-- What the exercise asks --
Copy out, from the entries below, each line holding the string "cannot".
*** Recorded information Section Begins ***
Issue #49, opened 2024-02-05
Document `$ref`


jviotti:

jviotti:
This one is probably quite simple:

- Show it off referring to an absolute URI within/outside the schema
- Show it off referring to a relative URI within/outside the schema
- Show it off referring to a URI (relative/absolute) + JSON Pointer within/outside the schema
- Show it off referring to a URI (relative/absolute) + anchor within/outside the schema
- Maybe examples of JUST a pointer and JUST an anchor too?

jviotti:
Ah, you can also show off `$ref` with URNs?

AgniveshChaubey:
This task was addresed in #119.

PR #119, opened 2024-02-28
Keyword `ref`

AgniveshChaubey:
This PR addresses #49.

Changes requested in #43 have also been addressed.

### DIFF
--- a/content/2020-12/core/ref.markdown
+++ b/content/2020-12/core/ref.markdown
@@ -21,3 +21,76 @@ related:
   - vocabulary: core
     keyword: $defs
 ---
+
+The `$ref` keyword is used to statically reference a schema. This is useful for avoiding code duplication and promoting modularity when describing complex data structures.
+* The value of `$ref` is set to a URI reference, which may be either relative or absolute according to [RFC 3986](https://datatracker.ietf.org/doc/html/rfc3986).
+* A URI reference may include a [JSON Pointer](https://datatracker.ietf.org/doc/html/rfc6901) in a URI fragment (e.g., `#/foo/bar`), but it's important to note that these fragments apply to both relative and absolute URIs.
+
+{{<alert>}}
+ _**Note:** It's crucial to understand that an absolute URI does not necessarily denote a remote reference. An absolute URI can point to a local schema if the schema declares nested `$id` or if it points to itself. Conversely, a relative URI can point to a remote schema by leveraging base URI resolution._
+{{</alert>}}
+
+## Examples
+
+{{<schema `Using a relative reference:` >}}
+{
+  "$schema": "https://json-schema.org/draft/2020-12/schema",
+  "$id": "http://example.com/schemas/product.json",
+  "type": "object",
+  "required": [ "productId", "name" ],
+  "properties": {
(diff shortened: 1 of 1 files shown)


content/2020-12/core/ref.markdown
```diff
@@ -21,3 +21,196 @@ related:
   - vocabulary: core
     keyword: $defs
 ---
+
+The `$ref` keyword is used to statically reference a schema. This is useful for avoiding code duplication and promoting modularity when describing complex data structures.
+* The value of `$ref` is set to a URI reference, which may be either relative or absolute according to [RFC 3986](https://datatracker.ietf.org/doc/html/rfc3986).
+* A URI reference may include a [JSON Pointer](https://datatracker.ietf.org/doc/html/rfc6901) in a URI fragment (e.g., `#/foo/bar`), but it's important to note that these fragments apply to both relative and absolute URIs.
```
jviotti, line 27:
```suggestion
* A URI reference may include a [JSON Pointer](https://datatracker.ietf.org/doc/html/rfc6901) in a URI fragment (e.g., `#/foo/bar`)
```

This feels redundant, given you already said a URI reference may be absolute or relative

content/2020-12/core/ref.markdown
```diff
@@ -21,3 +21,196 @@ related:
...
+
+{{<alert>}}
+ _**Note:** It's crucial to understand that an absolute URI does not necessarily denote a remote reference. An absolute URI can point to a local schema if the schema declares nested `$id` or if it points to itself. Conversely, a relative URI can point to a remote schema by leveraging base URI resolution._
```
jviotti, line 30:
```suggestion
 _**Note:** It's crucial to understand that an absolute URI does not necessarily denote a remote reference. An absolute URI can point to a local schema if the schema declares nested `$id`s or if it points to itself. Conversely, a relative URI can point to a remote schema by leveraging base URI resolution._
```

content/2020-12/core/ref.markdown
```diff
@@ -21,3 +21,196 @@ related:
...
+{{<instance-pass `Instance including all the required properties is valid` >}}
+{
+  "productId": 123,
+  "name": "Widget"
+}
+{{</instance-pass>}}
+
+{{<instance-fail `Instance missing the required properties is invalid` >}}
+{
+  "name": "Gadget"
```
jviotti, line 63: I'm not sure I find this example great for this case. Maybe show off `name` being not a string?

content/2020-12/core/ref.markdown
```diff
@@ -21,3 +21,196 @@ related:
...
+}
+{{</instance-fail>}}
+
+{{<schema `Schema with an absolute referece to the previous schema` >}}
```
jviotti, line 67:
```suggestion
{{<schema `Schema with an absolute reference to the previous schema` >}}
```

jviotti (approved):
I left a few minor comments, but pretty cool examples :+1:

content/2020-12/core/ref.markdown
AgniveshChaubey: Sure!

Issue #96, opened 2024-02-05
Document `dependentRequired`


jviotti:

jviotti:
For this one, I guess we can show a complex schema where one keyword requires another keyword, which might require multiple other keywords? We can also showcase some of these keywords being defined with `properties`/`patternProperties`/etc but some not defined at all?

AgniveshChaubey:
This task was addressed in #120.

PR #120, opened 2024-02-29
keyword `dependentRequired`

AgniveshChaubey:
This PR addresses #96

I wasn't sure how to utilize the patternProperties in a real-world example, so I hardcoded its value. Let me know if you have any suggestions regarding this.

### DIFF
--- a/content/2020-12/validation/dependentRequired.markdown
+++ b/content/2020-12/validation/dependentRequired.markdown
@@ -68,3 +68,54 @@ The `dependentRequired` keyword specifies a conditional dependency between prope
 {{<instance-pass `An empty object is also valid`>}}
 {}
 {{</instance-pass>}}
+
+{{<schema `Complex schema with the 'dependentRequired' keyword `>}}
+{
+  "$schema": "https://json-schema.org/draft/2020-12/schema",
+  "type": "object",
+  "properties": {
+    "productName": { "type": "string" },
+    "productPriceUSD": { "type": "number" },
+    "units": { "type": "number" }
+  },
+  "patternProperties": {
+    "^paymentStatus$": { "enum": [ "success", "pending", "failed" ] }
+  },
+  "dependentRequired": {
+    "productPriceUSD": [ "productName" ],
+    "totalCost" : [ "productPriceUSD", "units" ],
+    "trackingId": [ "outForDelivery", "paymentStatus" ]
+  }
+}
+{{</schema>}}
+
+{{<instance-pass `An instance with all the dependent properties is valid`>}}
+{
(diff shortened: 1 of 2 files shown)


content/2020-12/validation/dependentRequired.markdown
```diff
@@ -20,3 +20,102 @@ related:
   - vocabulary: applicator
     keyword: else
 ---
+
+The `dependentRequired` keyword specifies a conditional dependency between properties within an instance. It ensures that if a certain property is present in an instance, then another specified set of properties must also be present. Essentially, it extends the functionality of required by allowing dependencies based on the existence of other properties. In short, if property A exists in an instance, then properties B, C, and D must also be present.
```
jviotti, line 24:
```suggestion
The `dependentRequired` keyword specifies a conditional dependency between properties within an instance. It ensures that if a certain property is present in an instance, then another specified set of properties must also be present. In short, if property A exists in an instance, then properties B, C, and D must also be present.
```

This sentence seems to just repeat the same thing?

content/2020-12/validation/dependentRequired.markdown
```diff
@@ -20,3 +20,102 @@ related:
...
+{
+  "$schema": "https://json-schema.org/draft/2020-12/schema",
+  "type": "object",
+  "properties": {
+    "productName": { "type": "string" },
+    "productPriceUSD": { "type": "number" },
+    "units": { "type": "number" }
+  },
+  "patternProperties": {
+    "^paymentStatus$": { "enum": [ "success", "pending", "failed" ] }
```
jviotti, line 82:
```suggestion
    "[Ss]tatus": { "enum": [ "success", "pending", "failed" ] }
```

Maybe something like this? (please check my regex to make sure I got it right. That would match every property that has `Status` or `status` on its name, which might be an interesting example

AgniveshChaubey: Yes, the regex is correct, but how would I include that exact property name in the `teackingId` array? `"trackingId": [ "outForDelivery", "Status" ]`. I guess it's not possible, and I have to use a hard-coded property name in that array! isn't it?

jviotti: You can do it with `dependentSchemas`, but indeed not with `dependentRequired`. Maybe let's not exemplify `patternProperties` here, and do so in `dependentSchemas` instead? Otherwise a `patternProperties` that matches a fixed string is not very recommended (you should be using just `properties` instead)

AgniveshChaubey: Updated

Issue #92, opened 2024-02-05
Document `multipleOf`


jviotti:

jviotti:
For this keyword, we can show a positive integer and a positive real number

AgniveshChaubey:
This task was addressed in #121

PR #121, opened 2024-03-02
Keyword `multipleOf`

AgniveshChaubey:
This PR addresses #92

### DIFF
--- a/content/2020-12/validation/multipleOf.markdown
+++ b/content/2020-12/validation/multipleOf.markdown
@@ -22,13 +22,13 @@ related:
 The `multipleOf` keyword is used to specify that an instance must be a multiple of a given number. The value of this keyword must be strictly greater than zero.
 * Applicable only to `number` and `integer` type.
 * Validates if an instance is divisible by the specified number.
+* Setting `multipleOf` to 0 is not valid.
 
 ## Examples
 
 {{<schema `Schema with 'multipleOf' set to an integer`>}}
 {
   "$schema": "https://json-schema.org/draft/2020-12/schema",
-  "type": "integer",
   "multipleOf": 5
 }
 {{</schema>}}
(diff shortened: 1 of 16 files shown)


content/2020-12/validation/multipleOf.markdown
```diff
@@ -18,3 +18,58 @@ related:
...
+
+{{<instance-fail `2 is not a multiple of 4.1`>}}
+2
+{{</instance-fail>}}
+
+{{<instance-pass `0 is a multiple of 4.1`>}}
+0
+{{</instance-pass>}}
+
+{{<schema `Invalid Schema`>}}
```
jviotti, line 68: I think as we did in another keyword, let's avoid schemas that are actually invalid. I agree it is a good point, but I'm afraid that if we show it, some people will not read the notes and will blindly copy-paste assuming it's valid. Maybe let's remove this and have a note at the top explicitly saying that setting `multipleOf` to 0 is not valid?

content/2020-12/validation/multipleOf.markdown
```diff
@@ -18,3 +18,58 @@ related:
   - vocabulary: validation
     keyword: minimum
 ---
+
+The `multipleOf` keyword is used to specify that an instance must be a multiple of a given number. The value of this keyword must be strictly greater than zero.
+* Applicable only to `number` and `integer` type.
```
jviotti, line 23: It might be worth adding one instance example to each of the schemas below where the instance is not a number. like "foo" being valid on both?

jviotti (approved):
I left a couple comments but looks good overall

content/2020-12/validation/multipleOf.markdown
AgniveshChaubey: "foo" will be invalid in both the cases because of the `type` constraint. However, I have tweaked the examples to demonstrate the point you mentioned above

PR #638, opened 2017-11-07
Forge /proc and free for successful XE 11.2.0.2 install

piotrowski:
Oracle XE 11.2.0.2 RPM runs into issues on newer Oracle Linux caused by elevated kernel defaults and insufficient container swap. This PR forges these values just for the duration of rpm install, resulting in clean image build.


lastnico:
Worked perfectly when installing it on Docker for Windows 10

Issue #644, opened 2017-11-09
OracleRestDataServices/dockerfiles/buildDockerImage.sh issue with awk on MacOS


martindsouza:
When running `OracleRestDataServices/dockerfiles/buildDockerImage.sh` get the following error:

```bash
awk: syntax error at source line 1
 context is
	match ($0, >>>  /(ords\.)(.{1,2}\..{1,2}\..{1,2})\.(.+.zip)/, <<<
awk: bailing out at source line 1
```

After doing some digging it looks like the 3 parameter `awk` is only available for `gawk`. See [this](https://stackoverflow.com/questions/5466411/print-regexp-matches-in-awk) SO article, specifically the comments on the suggested fix:

> oh, it's gawk... from stackoverflow.com/questions/5536018/… "the awk match() function with three arguments only exists in gawk"

gvenzl:
I'm closing this as the PR has been merged.

PR #645, opened 2017-11-09
#644 fix issue with setting VERSION in macOS bash

martindsouza:
Fix issue (#644) with setting `VERSION` in macOS bash


Djelibeybi:
Ping @gvenzl for approval.

PR #658, opened 2017-11-15
Wls 12213 multihost

trobert57:
Create a Docker Image with a simple WebLogic domain and sample application deployed. Explain the steps to set up services to deploy this image in docker swarm mode. One service is for the AdminServer, another service is for the Managed Servers (set --replicas parameter to the number of managed servers) and a third one for the http server as loadbalancer.


mriccell:
I can not approve this PR.  You need to create a sample which is based with the images and the structure created in this GitHub project.

PR #673, opened 2017-11-28
Removed yum install make from BI 12.2.1.3

sjvp:
Remove make from BI 12.2.1.3 image creation as it silently breaks the installer such that OBI Server will not start.

Added README entry to cover the workaround for installing make prior to manually running the R Installer


OracleBI/dockerfiles/12.2.1.3/Dockerfile
```diff
@@ -50,7 +50,7 @@ COPY $BI_DISTRO_ZIP1 $BI_DISTRO_ZIP2 install.file oraInst.loc /u01/
 USER root
 
 # tools for installing and running BI
-RUN yum -y install unzip hostname make && yum clean all
+RUN yum -y install unzip hostname && rm -rf /var/cache/yum
```
brunoborges: can you move this call to the other RUN statement?

brunoborges: Also, make sure you clean up yum cache after, to keep the image small. See other Dockerfiles for examples

OracleBI/README.md
```diff
@@ -175,7 +175,15 @@ In this mode, the containers are started in parallel and the BI container must w
 4. If the container is restarted, it requires the same set of environment variables passed in again, even though the domain has already been created.
 
 5. Docker health-check is not implemented.
- 
+
+6. Oracle Business Intelligence R Installer will fail as `make` is not installed.
```
brunoborges: If the Dockerfile is designed to avoid this issue, do we need to keep this documented at all?

OracleBI/dockerfiles/12.2.1.3/Dockerfile
Djelibeybi: This cannot be removed because it has to run as `root`. The other `RUN` statement is run as `oracle`.

Djelibeybi: The `rm -rf /var/cache/yum` command removes the `yum` cache.

OracleBI/README.md
brunoborges: Still wondering if this is necessary to be documented.

sjvp: The R Installer != the core product installer.  The Dockerfile needs to correctly run the core product installer, and it will not work properly if make is present without GCC.

The R Installer is an optional manual step that can be used once the container is running.  It adds additional components which cannot be packaged by Oracle due licensing.

It fails if make is not available, hence this comment.

The correct resolution would be for the R Installer to install make - it already installs a bunch of other packages.  However that bug is in the shipped product.  If PM request, I can fix the Dockerfile to install both make and GCC, but I need to cycle that through corparch.

brunoborges: No need to cycle with corparch. Make and GCC are Oracle Linux packages. Just install what is needed for your image to work as best as possible OOTB.

PR #703, opened 2018-01-09
Remove reduntant return code test in OracleDB image build script

### LINKED ISSUE #702: Redundant exit code check in OracleDatabase/dockerfiles/buildDockerImage.sh
The exit code check in OracleDatabase/dockerfiles/buildDockerImage.sh#L171 is redundant.
1. it is prepended by `echo` that will always succeed
2. the command building the docker image will also always succeed due to the OR combination

```sh
docker build --force-rm=true --no-cache=true $DOCKEROPS $PROXY_SETTINGS -t $IMAGE_NAME -f Dockerfile.$EDITION . || {
  echo "There was an error building the image."
  exit 1
}
BUILD_END=$(date '+%s')
BUILD_ELAPSED=`expr $BUILD_END - $BUILD_START`

echo ""

if [ $? -eq 0 ]; then
cat << EOF
  Oracle Database Docker Image for '$EDITION' version $VERSION is ready to be extended: 
    
    --> $IMAGE_NAME
  Build completed in $BUILD_ELAPSED seconds.
  
EOF
```

samekmichal:
Fixes #702


gvenzl:
Thanks for your contribution, @samekmichal. Actually, the error message is a valid one and has to be thrown further up (before the `exit 1`).
Also, I looked at the issue before the PR and just filed the same. :D
There you go, you actually saved me some time and I bluntly didn't see it. :/
However, thank you very, very much for that!

PR #745, opened 2018-02-05
Updating instructions to download the jar and fixing connection string issue.

ashishchalak:
Updating instructions to download the jar and fixing connection string issue.


ashishchalak:
raising a new request

PR #766, opened 2018-02-21
Updated the doc to remove 777 permission

ncleetus:
Incorporated the review comment 'create a new user with the same uid:gid as the oracle user and give restrictive permission of 700'

### DIFF
--- a/OracleSOASuite/dockerfiles/README.md
+++ b/OracleSOASuite/dockerfiles/README.md
@@ -25,7 +25,10 @@ Sample command:
 
 Data volumes are designed to persist data, independent of the container’s lifecycle. The default location of the volume in container is under `/var/lib/docker/volumes`. There is an option to mount a directory from the host into a container as volume. In this project we will use that option for the data volume. The volume will be used to store Database datafiles and WebLogic server domain files.This volume will be created on the host at `/scratch/DockerVolume/SOAVolume/`. Since the volume is created as "root" user, provide read/write/execute permissions to "oracle" user (by providing permissions to "others"), as all operations inside the container happens with "oracle" user login.
 
-    # chmod -R 777 `/scratch/DockerVolume/SOAVolume`
+    #/sbin/useradd -u 1000 -g 1000 oracledocuser
+    #su oracledocuser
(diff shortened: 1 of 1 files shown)


ncleetus:
Avi, please review the changes.

OracleSOASuite/dockerfiles/README.md
```diff
@@ -25,7 +25,10 @@ Sample command:
 
 Data volumes are designed to persist data, independent of the container’s lifecycle. The default location of the volume in container is under `/var/lib/docker/volumes`. There is an option to mount a directory from the host into a container as volume. In this project we will use that option for the data volume. The volume will be used to store Database datafiles and WebLogic server domain files.This volume will be created on the host at `/scratch/DockerVolume/SOAVolume/`. Since the volume is created as "root" user, provide read/write/execute permissions to "oracle" user (by providing permissions to "others"), as all operations inside the container happens with "oracle" user login.
 
-    # chmod -R 777 `/scratch/DockerVolume/SOAVolume`
+    #/sbin/useradd -u 1000 -g 1000 oracledocuser
```
Djelibeybi: This is not the correct sequence of steps because there probably is already a user on your host system with `uid:gid` of 1000. 

To determine if you already have an appropriate user, run:

```
# getent passwd 1000
```

If that returns a username (which is the first field), you should use that user for the following steps. If not, create the `oracle` user manually. I recommend using `oracle` as the username on the host as well (assuming no existing user), so there is reduced confusion.

```
# useradd -u 1000 -g 1000 oracle 
```

Then, you don't need to become that user to create the directory. You can run the following two commands as root:

```
# mkdir -p /scratch/DockerVolume/SOAVolume/
# chown 1000:1000 /scratch/DockerVolume/SOAVolume/
# chmod 700 /scratch/DockerVolume/SOAVolume/
```

ncleetus:
I have modified the doc to include the check to see if the user already exists with uid:gid of 1000

jochen-halwachs:
For me this worked after I have used the default os user (which have per default userid=1000 and must not be oracle) not oracle. Maybe documentation can lead to wrong assumption ?

PR #828, opened 2018-04-06
Overriding httpd.conf

rajesh-g-gupta:
In some situations we need to tune the parameters in httpd.conf. This change will provide for a way to do it.


Djelibeybi:
Sorry, this was merged by mistake and then closed. Please submit this again.

PR #865, opened 2018-05-07
Update contribution guide 

Djelibeybi:
This makes it clear that images must use `oraclelinux:7-slim` when a more specific product image is not applicable. 

The `7-slim` variant has the smallest attack surface because it has the least amount of packages installed and is updated whenever a CVE patch is released for any package within the image.


Djelibeybi:
@gvenzl I'll wait for your sign off on this as well.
*** Recorded information Section Ends ***
-- Result of this task --
Djelibeybi: This cannot be removed because it has to run as `root`. The other `RUN` statement is run as `oracle`.
The R Installer is an optional manual step that can be used once the container is running.  It adds additional components which cannot be packaged by Oracle due licensing.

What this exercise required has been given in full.